L. Struktur Sosial Dihasilkan melalui Interaksi Sosial Asumsi ini menengahi posisi yang diambil oleh asumsi sebelumnya. SI mempertanyakan pandangan bahwa struktur social tidak berubah serta mengakui bahwa individu dapat memodifikasi situasi social. Ada 4 konsep penting dalam SI: 1. Pikiran Mead mendefinisikan pikiran (mind) sebaagi kemampuan untuk menggunakan symbol yang mempunyai makna social yang sama, dan Mead percaya bahwa manusia harus mengembangkan pikiran melalui interaksi dengan orang lain.
2. Diri Mead mendefinisikan diri(self) sebagai kemampuan untuk merefleksikan diri kita sendiri dari perspektif orang lain. Mead mengemukakan cermin diri (looking glass self) atau kemampuan kita untuk melihat diri kita sendiri dalam pantulan dari pandangan orang lain. Menurut Cooley (1972) ada 3 prinsip pengembangan yang dihubungkan dengan cermin diri: a. Kita membayangkan bagaimana kita terlihat di mata orang lain, b. Kita membayangkan penilaian mereka mengenai penampilan kita c. Kita merasa tersakiti atau bangga berdasarkan perasaan pribadi ini.

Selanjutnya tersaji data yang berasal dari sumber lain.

PR #9462, opened 2024-11-25
refactor(autoware_autonomous_emergency_braking): add getObjectOnPathData and getLongitudinalOffset functions

kyoichi-sugahara:
## Description

I moved some functions to utility functions in a util file. No logic changes were made.

## Related links

**Parent Issue:**

- Link

## How was this PR tested?

- [x] run psim

## Notes for reviewers

None.

## Interface changes

None.

## Effects on system behavior

None.

### DIFF
--- a/control/autoware_autonomous_emergency_braking/src/node.cpp
+++ b/control/autoware_autonomous_emergency_braking/src/node.cpp
@@ -856,6 +856,7 @@ void AEB::createObjectDataUsingPredictedObjects(
         obj.position = obj_position;
         obj.velocity = obj_tangent_velocity;
         obj.distance_to_object = std::abs(dist_ego_to_object);
+        obj.is_target = true;
         object_data_vector.push_back(obj);
         collision_points_added = true;
       }
--- a/control/autoware_autonomous_emergency_braking/src/node.cpp
+++ b/control/autoware_autonomous_emergency_braking/src/node.cpp
@@ -934,7 +934,7 @@ void AEB::getClosestObjectsOnPath(
   }
 
   const auto longitudinal_offset_opt = utils::getLongitudinalOffset(
-    ego_path, vehicle_info_.front_overhang_m, vehicle_info_.rear_overhang_m);
+    ego_path, vehicle_info_.max_longitudinal_offset_m, vehicle_info_.rear_overhang_m);
 
   if (!longitudinal_offset_opt.has_value()) return;
   const auto longitudinal_offset = longitudinal_offset_opt.value();
--- a/control/autoware_autonomous_emergency_braking/src/node.cpp
+++ b/control/autoware_autonomous_emergency_braking/src/node.cpp
@@ -815,6 +815,13 @@ void AEB::createObjectDataUsingPredictedObjects(
   const auto transform_stamped_opt =
     utils::getTransform("base_link", predicted_objects_ptr_->header.frame_id, tf_buffer_, logger);
   if (!transform_stamped_opt.has_value()) return;
+
+  const auto longitudinal_offset_opt = utils::getLongitudinalOffset(
+    ego_path, vehicle_info_.max_longitudinal_offset_m, vehicle_info_.rear_overhang_m);
+
+  if (!longitudinal_offset_opt.has_value()) return;
+  const auto longitudinal_offset = longitudinal_offset_opt.value();
+
   // Check which objects collide with the ego footprints
   std::for_each(objects.begin(), objects.end(), [&](const auto & predicted_object) {
     // get objects in base_link frame
@@ -842,17 +849,13 @@ void AEB::createObjectDataUsingPredictedObjects(
 
         // If the object is behind the ego, we need to use the backward long offset. The
         // distance should be a positive number in any case
-        const bool is_object_in_front_of_ego = obj_arc_length > 0.0;
-        const double dist_ego_to_object =
-          (is_object_in_front_of_ego) ? obj_arc_length - vehicle_info_.max_longitudinal_offset_m
-                                      : obj_arc_length + vehicle_info_.min_longitudinal_offset_m;
+        const double dist_ego_to_object = obj_arc_length - longitudinal_offset;
 
         ObjectData obj;
         obj.stamp = stamp;
         obj.position = obj_position;
         obj.velocity = obj_tangent_velocity;
         obj.distance_to_object = std::abs(dist_ego_to_object);
-        obj.is_target = true;
         object_data_vector.push_back(obj);
         collision_points_added = true;
       }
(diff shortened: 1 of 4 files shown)


control/autoware_autonomous_emergency_braking/src/node.cpp
```diff
@@ -842,17 +849,13 @@ void AEB::createObjectDataUsingPredictedObjects(
...
-          (is_object_in_front_of_ego) ? obj_arc_length - vehicle_info_.max_longitudinal_offset_m
-                                      : obj_arc_length + vehicle_info_.min_longitudinal_offset_m;
+        const double dist_ego_to_object = obj_arc_length - longitudinal_offset;
 
         ObjectData obj;
         obj.stamp = stamp;
         obj.position = obj_position;
         obj.velocity = obj_tangent_velocity;
         obj.distance_to_object = std::abs(dist_ego_to_object);
-        obj.is_target = true;
```
danielsanchezaran, line 855: Please dont delete this line. It is not require, but makes the code more explicit.

danielsanchezaran (commented):
Could you please check for degradation @kyoichi-sugahara ?

control/autoware_autonomous_emergency_braking/src/node.cpp
kyoichi-sugahara: @danielsanchezaran 
> Please dont delete this line. It is not require, but makes the code more explicit.

I don't intend to delete this line, This line is deleted in your refactoring branch. 
But ok :+1: and I agree.

kyoichi-sugahara:
@danielsanchezaran 
> Could you please check for degradation
you mean in CI/CD?

control/autoware_autonomous_emergency_braking/src/node.cpp
kyoichi-sugahara: added in https://github.com/autowarefoundation/autoware.universe/pull/9462/commits/8846adaea8fb23731cade10207c7506636509c72

danielsanchezaran:
There seems to be an issue with the end of the predicted path? @kyoichi-sugahara 

https://github.com/user-attachments/assets/c87756fd-9732-45d9-98fe-7c987bfbd5f3

danielsanchezaran:
normal OSS autoware does not seem to have that issue 

https://github.com/user-attachments/assets/3368a26c-7cf0-4207-96f1-442fd5a99f18

kyoichi-sugahara:
@danielsanchezaran 
> There seems to be an issue with the end of the predicted path?

I couldn't understand issue directly sorry :pray: 
Can you specify what's the issue?

danielsanchezaran:
> @danielsanchezaran
> 
> > There seems to be an issue with the end of the predicted path?
> 
> I couldn't understand issue directly sorry 🙏 Can you specify what's the issue?

Did you watch the video? There is no AEB activation when we set a bus over the goal pose

kyoichi-sugahara:
@danielsanchezaran 

>yes, scenario evaluation

I started to run the simulation :+1: 

I did some debugging and it seems all points are being filtered out by this processing:

```
    obj_arc_length > path_length + longitudinal_offset) {
    return {};
  }
```
You can see the attached video.


https://github.com/user-attachments/assets/4f03864f-990a-4fa4-8efd-1bb8d2cbc49a


Regarding the difference between before and after the changes - while it may not be the intended behavior, from the perspective of excluding points that exceed the path length, the behavior after the change seems more correct. What do you think?

By the way, when I commented that "I couldn't understand issue directly sorry" I meant that after watching the video, I couldn't understand why the behavior was problematic. Sorry if that wasn't clear.
I can provide route files that can reproduce the issue in `recrete_p_sim_scenario` along with debug print differences if needed - please let me know if you'd like those.

danielsanchezaran:
> @danielsanchezaran
> 
> > yes, scenario evaluation
> 
> I started to run the simulation 👍
> 
> I did some debugging and it seems all points are being filtered out by this processing:
> 
> ```
>     obj_arc_length > path_length + longitudinal_offset) {
>     return {};
>   }
> ```
> 
> You can see the attached video.
> 
>  2024-11-26_19.30.10.mp4 
> Regarding the difference between before and after the changes - while it may not be the intended behavior, from the perspective of excluding points that exceed the path length, the behavior after the change seems more correct. What do you think?
> 
> By the way, when I commented that "I couldn't understand issue directly sorry" I meant that after watching the video, I couldn't understand why the behavior was problematic. Sorry if that wasn't clear. I can provide route files that can reproduce the issue in `recrete_p_sim_scenario` along with debug print differences if needed - please let me know if you'd like those.

the object arc_length should not be larger than the path length + longitudinal offset, you can visually see the predicted path going inside the parked bus. One of the variables (path length , longitudinal offset, object arc length) is wrong I believe

control/autoware_autonomous_emergency_braking/src/node.cpp
```diff
@@ -928,53 +932,21 @@ void AEB::getClosestObjectsOnPath(
...
-  const bool ego_is_driving_forward = ego_is_driving_forward_opt.value();
-  // select points inside the ego footprint path
-  const auto current_p = [&]() {
-    const auto & first_point_of_path = ego_path.front();
-    const auto & p = first_point_of_path.position;
-    return autoware::universe_utils::createPoint(p.x, p.y, p.z);
-  }();
 
+  const auto longitudinal_offset_opt = utils::getLongitudinalOffset(
+    ego_path, vehicle_info_.front_overhang_m, vehicle_info_.rear_overhang_m);
```
danielsanchezaran, line 937:
```suggestion
  const auto longitudinal_offset_opt = utils::getLongitudinalOffset(
    ego_path, vehicle_info_.max_longitudinal_offset_m, vehicle_info_.rear_overhang_m);
```
Found the issue. Not sure what the front overhang is supposed to represent, but its value is 1 meter which makes no sense. We want the distance from base link to the front of the object

kyoichi-sugahara: Nice!

>Not sure what the front overhang is supposed to represent,

`front_overhang` is the distance between front of the vehicle and front wheel link as attached in the screenshot.

image

danielsanchezaran:
@kyoichi-sugahara I will approve this PR, the changes look good, but please fix the front_overhang and use the max_longitudinal_offset_m before merging!

danielsanchezaran (approved):

control/autoware_autonomous_emergency_braking/src/node.cpp
kyoichi-sugahara: Thank you so much! addressed in https://github.com/autowarefoundation/autoware.universe/pull/9462/commits/5260283861e9c3f1d81432d1b7298561dbad4c20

3. Masyarakat Mead berargumen bahwa interaksi mengambil tempat di dalam sebuah struktur social yang dinamis-budaya, dan sebagainya. Individu-individu lahir ke dalam konteks social yang sudah ada. Mead mendefinisikan masyarakat (society) sebagai jejaring hubungan social yang diciptakan manusia. Individu-individu terlibat di dalam masyarakat melalui perilaku yang merasa pilih secara aktif dan sukarela. Jadi, masyarakat menggambarkan keterhubungan beberapa perangkat perilaku yang terus disesuaikan oleh individu-individu. Masyarakat ada sebelum individu tetapi juga diciptakan dan dibentuk oleh individu, dengan melakukan tindakan sejalan dengan orang lainnya (Forte, 2004). Masyarakat karenanya terdiri atas individu-individu, dan Mead berbicara mengenai dua bagian penting masyarakat yang mempengaruhi pikiran dan diri. Pemikiran Mead mengenai orang lain secara khusus (particular others) merujuk pada individu- individu dalam masyarakat yang signifikan bagi kita. Orang-orang ini biasanya adalah anggota keluarga, teman, dan kolega di tempat kerja serta supervisor. Kita melihat orang lain secara khusus tersebut untuk mendapatkan rasa penerimaan social dan rasa mengenai diri.